[Stored data Boundary: Start]

PR #248, opened 2016-07-31
Update grunt-contrib-uglify to version 2.0.0

FagnerMartinsBrack:


FagnerMartinsBrack:
The order of commits on this PR proves that the problem of failing on those browsers was because of the backwards incompatible changes of the `screwIE8` option. See https://github.com/js-cookie/js-cookie/pull/242#issuecomment-236415359.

[Stored data Boundary: End]

(Instructions for the task):
Each of the records should be retyped exactly.

(The completed task):
PR #248, opened 2016-07-31
Update grunt-contrib-uglify to version 2.0.0

FagnerMartinsBrack:


FagnerMartinsBrack:
The order of commits on this PR proves that the problem of failing on those browsers was because of the backwards incompatible changes of the `screwIE8` option. See https://github.com/js-cookie/js-cookie/pull/242#issuecomment-236415359.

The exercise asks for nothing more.